The point is sometimes. A deal is not a competition. You have banana. I want banana. I bigger monkey. I take banana. But you annoying monkey. You hurt me. I not want hurt. You want banana. Thus deal. Originally, a deal is supposed to avoid a fight.

Life doesn't always work that way. And especially in the financial sector, where there's lots of speculation, and where the banana no longer matters, a "deal" is really a cover up for a fight of some sort. I do think that's what they intended to address, but by having an everyday economy student as the protagonist they sort of muddied the water. Theme demands and characterisation demands were at odds, I feel.

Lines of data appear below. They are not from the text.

PR #1097, opened 2020-11-25
update tfm to net5.0

brettfo:
~~Leaving as draft until a [full internal build](https://dev.azure.com/dnceng/internal/_build/results?buildId=999891&view=logs&s=6884a131-87da-5381-61f3-d7acc3b91d76) has completed.~~ Internal ubuntu build passed.

Filed #1206 to handle linux cancellation test failure.


brettfo:
[This test](https://github.com/dotnet/command-line-api/blob/0581713635ab5930125c47d8a384d6594679849e/src/System.CommandLine.Tests/Invocation/CancelOnProcessTerminationTests.cs#L25) is failing because it's not getting the expected `OperationCanceledException` and the return code 42; it's instead returning code 130 which corresponds to Ctrl+C.  Looking around to see if/what changed between .NET 3 and 5.

src/System.CommandLine.Benchmarks/System.CommandLine.Benchmarks.csproj
```diff
@@ -9,8 +9,8 @@
     <UseSharedCompilation>false</UseSharedCompilation>
 
     <!-- Supported target frameworks -->
-    <TargetFrameworks Condition="'$(TargetFrameworks)' == '' AND '$(OS)' == 'Windows_NT'">net461;netcoreapp3.1;</TargetFrameworks>
-    <TargetFrameworks Condition="'$(TargetFrameworks)' == ''">netcoreapp3.1;</TargetFrameworks>
+    <TargetFrameworks Condition="'$(TargetFrameworks)' == '' AND '$(OS)' == 'Windows_NT'">net461;net5.0;</TargetFrameworks>
+    <TargetFrameworks Condition="'$(TargetFrameworks)' == ''">net5.0;</TargetFrameworks>
```
jonsequitur, line 13: Maybe this should be an additive change to we can compare against  the .NET Core 3.1 performance?

Not sure how interesting that really is.

jonsequitur (approved):

brettfo:
Annoyingly this test passes locally.

PR #1099, opened 2020-11-28
XML documentation for ArgumentArity class

pieter-venter:


src/System.CommandLine/ArgumentArity.cs
```diff
@@ -7,10 +7,21 @@
 
 namespace System.CommandLine
 {
+    /// <inheritdoc />
     public class ArgumentArity : IArgumentArity
     {
+        /// <summary>
+        /// The overall maximum number of values that can be provided to any argument.
+        /// </summary>
```
jonsequitur, line 15: I think this should actually be an internal `const` and not require a doc comment.

If you'd like to make the change, feel free to just specify it literally in the tests currently referencing it.

src/System.CommandLine/ArgumentArity.cs
```diff
@@ -72,14 +85,29 @@ public ArgumentArity(int minimumNumberOfValues, int maximumNumberOfValues)
             return null;
         }
 
+        /// <summary>
+        /// Must not have any arguments.
```
jonsequitur, line 89: Maybe something like: "An arity that does not allow any values."

src/System.CommandLine/ArgumentArity.cs
```diff
@@ -72,14 +85,29 @@ public ArgumentArity(int minimumNumberOfValues, int maximumNumberOfValues)
...
+        /// </summary>
         public static IArgumentArity Zero => new ArgumentArity(0, 0);
 
+        /// <summary>
+        /// May have one argument, but no more than one.
```
jonsequitur, line 94: Since we have the properties `MinimumNumberOfValues` and `MaximumNumberOfValues`, these comments should probably refer to "values" rather than "arguments".

src/System.CommandLine/ArgumentArity.cs
pieter-venter: OK just to confirm, change the modifier to `internal` and remove the XML comment.
Since that makes it inaccessible to the tests, you want to change this to a literal (12 places in 2 classes)?
``` csharp
[InlineData(0, ArgumentArity.MaximumArity, typeof(string[]))]
``` 
to
``` csharp
[InlineData(0, 100_000, typeof(string[]))]
```
or maybe better to add a const to each of the tests and keep things a bit DRY?

``` csharp
const int MaximumArity = 100_000;


[InlineData(0, MaximumArity, typeof(string[]))]
```

pieter-venter: On second thought, I guess you mean just remove the `public` modifier and make it a private const to the class?

jonsequitur: Yes. I don't think DRY in test code is as important as keeping the library API surface smaller, and in the case of these tests, the specific value isn't very important. Basically, this is a large number that's lower than `int.MaxValue` so we don't overflow.

pieter-venter: Done

src/System.CommandLine/ArgumentArity.cs
pieter-venter: Done

src/System.CommandLine/ArgumentArity.cs
pieter-venter: Agreed. I've changed them all.

jonsequitur (approved):

PR #1100, opened 2020-11-28
XML documentation for Argument<T> class

pieter-venter:


src/System.CommandLine/Argument{T}.cs
```diff
@@ -20,6 +29,13 @@ public Argument()
             Description = description;
         }
 
+        /// <summary>
+        /// Initializes a new instance of the Argument class.
+        /// </summary>
+        /// <param name="name">The name of the Argument.</param>
```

It seemed to me, they tried to erect a plot of financial speculation on a foundation of day-to-day budgeting, and it just didn't work to me.

Quote:
With the whole "money becomes worthless when you have all of it" idea..I'm not sure exactly at what point that would happen. There are many banana republics on this planet but people with all the money still have what all the poor people want. So as long as there is confidence in the money rich people don't have to worry about whether their money will be accepted or not. And even if money were to fall into one person's hand with the rest of the population having virtually none, the one rich person would simply convert his money to assets.
That's not the point. If you have all the money (will never happen in the real world, but it could if deals were knock out fights), then: (a) nobody will be able to buy things from you, because they have no money, and (b) you will not be able to buy things, because they can't invest into producing stuff. If you have all the money, it won't do a thing. It stops being money. This would not be true, if "fighting" were an adequate metaphor for "deal".

Again, I do think the show has a point if they're saying that financial speculation is akin to fighting, and that it's in danger of robbing money of its purpose. But I don't see that coming across very well. If that's not the meaning of their metaphor, I can't see any other, and I'd be tempted to assume they just rolled with a popular anime cliché.

Much like Fractale last season, I think this show wasted its potential.